§ **Task to carry out**: Reproduce the entries so that every line matches the original exactly.

§ **Data under study**:
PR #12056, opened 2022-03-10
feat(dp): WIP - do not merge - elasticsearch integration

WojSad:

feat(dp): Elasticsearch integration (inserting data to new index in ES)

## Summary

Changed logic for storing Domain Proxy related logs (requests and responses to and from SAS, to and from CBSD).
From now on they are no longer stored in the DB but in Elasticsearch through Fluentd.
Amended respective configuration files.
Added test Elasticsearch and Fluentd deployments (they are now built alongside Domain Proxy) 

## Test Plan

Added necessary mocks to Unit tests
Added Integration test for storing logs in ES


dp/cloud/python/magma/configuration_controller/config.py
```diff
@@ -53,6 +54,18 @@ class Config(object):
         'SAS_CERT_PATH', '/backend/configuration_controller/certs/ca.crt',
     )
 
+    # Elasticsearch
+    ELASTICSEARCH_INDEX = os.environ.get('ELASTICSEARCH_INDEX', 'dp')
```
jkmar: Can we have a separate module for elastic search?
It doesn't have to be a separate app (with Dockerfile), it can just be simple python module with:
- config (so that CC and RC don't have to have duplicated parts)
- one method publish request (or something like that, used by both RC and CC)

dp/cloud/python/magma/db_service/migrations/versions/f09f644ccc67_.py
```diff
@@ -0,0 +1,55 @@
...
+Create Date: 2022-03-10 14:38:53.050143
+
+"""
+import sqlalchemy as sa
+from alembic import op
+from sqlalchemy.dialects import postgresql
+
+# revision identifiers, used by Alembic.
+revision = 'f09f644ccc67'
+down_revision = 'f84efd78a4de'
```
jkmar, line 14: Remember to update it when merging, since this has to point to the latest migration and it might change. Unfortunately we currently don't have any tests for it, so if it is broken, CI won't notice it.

§ **Solution for this problem**:
PR #12056, opened 2022-03-10
feat(dp): WIP - do not merge - elasticsearch integration

WojSad:

feat(dp): Elasticsearch integration (inserting data to new index in ES)

## Summary

Changed logic for storing Domain Proxy related logs (requests and responses to and from SAS, to and from CBSD).
From now on they are no longer stored in the DB but in Elasticsearch through Fluentd.
Amended respective configuration files.
Added test Elasticsearch and Fluentd deployments (they are now built alongside Domain Proxy) 

## Test Plan

Added necessary mocks to Unit tests
Added Integration test for storing logs in ES


dp/cloud/python/magma/configuration_controller/config.py
```diff
@@ -53,6 +54,18 @@ class Config(object):
         'SAS_CERT_PATH', '/backend/configuration_controller/certs/ca.crt',
     )
 
+    # Elasticsearch
+    ELASTICSEARCH_INDEX = os.environ.get('ELASTICSEARCH_INDEX', 'dp')
```
jkmar: Can we have a separate module for elastic search?
It doesn't have to be a separate app (with Dockerfile), it can just be simple python module with:
- config (so that CC and RC don't have to have duplicated parts)
- one method publish request (or something like that, used by both RC and CC)

dp/cloud/python/magma/db_service/migrations/versions/f09f644ccc67_.py
```diff
@@ -0,0 +1,55 @@
...
+Create Date: 2022-03-10 14:38:53.050143
+
+"""
+import sqlalchemy as sa
+from alembic import op
+from sqlalchemy.dialects import postgresql
+
+# revision identifiers, used by Alembic.
+revision = 'f09f644ccc67'
+down_revision = 'f84efd78a4de'
```
jkmar, line 14: Remember to update it when merging, since this has to point to the latest migration and it might change. Unfortunately we currently don't have any tests for it, so if it is broken, CI won't notice it.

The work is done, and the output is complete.